One possible refutative theory is the "Many Points" concept. In this, pre-human, ape-like beings did originate in Africa, but migrated north over many millennia before evolving to the Homo sapiens species level. This argument is supported by the many fossilized remains of Homo erectus found around the world, all from approximately the same epoch.

Using this theory as a starting point, prehumans could have evolved independently (as among Europeans, Africans and say, Samoans), or semi-independently (as between Europeans and northern Asians), and simultaneously reached their final "human form" in several places. This would account for the most basic human similarities, and also for lack of shared genetics between those who separated much earlier in time.

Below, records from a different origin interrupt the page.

PR #62, opened 2022-02-02
Serve on Yext Sites

cea2aj:
Serve on yext sites

This adds default configuration to support yext sites. It works for both full production builds and for live preview. Currently the page is being served by the dev branch, but it will be available for develop and main once it's merged into those branches. I opted for `npm install` for the `installDepsCmd` so that the package.json file can be modified in live preview and the package-lock.json can be updated as necessary. For the `buildSetupCmd`, I went with `npm ci` because it's faster and ensures we get a clean build based purely on the package-lock.json file.

J=SLAP-1841
TEST=manual

Add the repo to yext sites and view the page being served at https://devyextsites-react--site--search--starter-slapshot-pagescdn-com.preview.pagescdn.com/. Also load the experience in the code editor and see the page work with live preview. Modify a file and see the file reflected in the page after refreshing the page

### DIFF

It would also explain how humans in what's now England were making spear points seven-thousand centuries ago without interfering with later, different humanoids arising (Neanderthals among them) from the original remaining prehumans. If this is in fact what happened among humans, we are not all the same, we are at least dissimilar enough to be different subspecies of Homo sapiens, and perhaps are different enough to be entirely separate species altogether.

Environments shape the evolution of species, and it's ludicrous to presuppose that humans who evolved on the savannahs of Kenya would be the same as those who arose in the freezing winters of central Europe or north Asia. Yet, according to the talking heads running the Looking Glass world in which we live, we are expected to believe that those differences do not matter, or that they don't exist at all.